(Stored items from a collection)
PR #7981, opened 2026-03-09
aria properties added to formfieldwrapper - a11y

Wagner3UB:
FormFieldWrapper

This component renders most of the text/text-like fields.
When the component is of type Input and has the required prop set to true, the corresponding ARIA attributes are added to the element.

Issue related: https://github.com/plone/volto/issues/5619

PR #8321, opened 2026-06-09
fix(a11y): FormFieldWrapper aria-required and aria-invalid - backport

Wagner3UB:
Backport of https://github.com/plone/volto/pull/7981 from Volto 19 to Volto 18, with an additional fix to omit `aria-invalid` when false.

## Changes

- **FormFieldWrapper**: when a child is a Semantic UI `Input` and the field is `required`, `aria-required="true"` is automatically injected via `cloneElement`
- **FormFieldWrapper**: `aria-invalid="true"` is added only when the field has errors — omitted entirely when false (improvement over the original v19 PR)
- **TextWidget.test**: added two new tests covering `aria-required` and `aria-invalid` attribute injection

## Unrelated fix included

The `blocks-table.js` Cypress test was failing in CI (headless mode) with all 3 retry attempts. Root cause: the test was clicking `body` at coordinates `(0, 0)` to reset Slate focus before typing in cells, but this caused a race condition in headless Electron where the first cell click only activated the block without setting Slate's internal selection. Additionally, the outline check was clicking the same cell (`.first()`) that was the first typing target, causing Slate to receive a second click on an already-focused element and lose its selection.

Fix: move the outline check to `.eq(1)` (second cell) so the first typing target always receives a fresh click, and add `.should('be.focused')` before each `.type()` as a synchronization point.

### DIFF
--- a/packages/volto/news/8321.bugfix
+++ b/packages/volto/news/8321.bugfix
@@ -1,0 +1,1 @@
+Add `aria-required` and `aria-invalid` attributes to Input fields inside FormFieldWrapper when the field is required or has errors, respectively. @Wagner3UB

#### Task:
Would you transcribe the data above exactly as it stands?

#### Expected answer:
PR #7981, opened 2026-03-09
aria properties added to formfieldwrapper - a11y

Wagner3UB:
FormFieldWrapper

This component renders most of the text/text-like fields.
When the component is of type Input and has the required prop set to true, the corresponding ARIA attributes are added to the element.

Issue related: https://github.com/plone/volto/issues/5619

PR #8321, opened 2026-06-09
fix(a11y): FormFieldWrapper aria-required and aria-invalid - backport

Wagner3UB:
Backport of https://github.com/plone/volto/pull/7981 from Volto 19 to Volto 18, with an additional fix to omit `aria-invalid` when false.

## Changes

- **FormFieldWrapper**: when a child is a Semantic UI `Input` and the field is `required`, `aria-required="true"` is automatically injected via `cloneElement`
- **FormFieldWrapper**: `aria-invalid="true"` is added only when the field has errors — omitted entirely when false (improvement over the original v19 PR)
- **TextWidget.test**: added two new tests covering `aria-required` and `aria-invalid` attribute injection

## Unrelated fix included

The `blocks-table.js` Cypress test was failing in CI (headless mode) with all 3 retry attempts. Root cause: the test was clicking `body` at coordinates `(0, 0)` to reset Slate focus before typing in cells, but this caused a race condition in headless Electron where the first cell click only activated the block without setting Slate's internal selection. Additionally, the outline check was clicking the same cell (`.first()`) that was the first typing target, causing Slate to receive a second click on an already-focused element and lose its selection.

Fix: move the outline check to `.eq(1)` (second cell) so the first typing target always receives a fresh click, and add `.should('be.focused')` before each `.type()` as a synchronization point.

### DIFF
--- a/packages/volto/news/8321.bugfix
+++ b/packages/volto/news/8321.bugfix
@@ -1,0 +1,1 @@
+Add `aria-required` and `aria-invalid` attributes to Input fields inside FormFieldWrapper when the field is required or has errors, respectively. @Wagner3UB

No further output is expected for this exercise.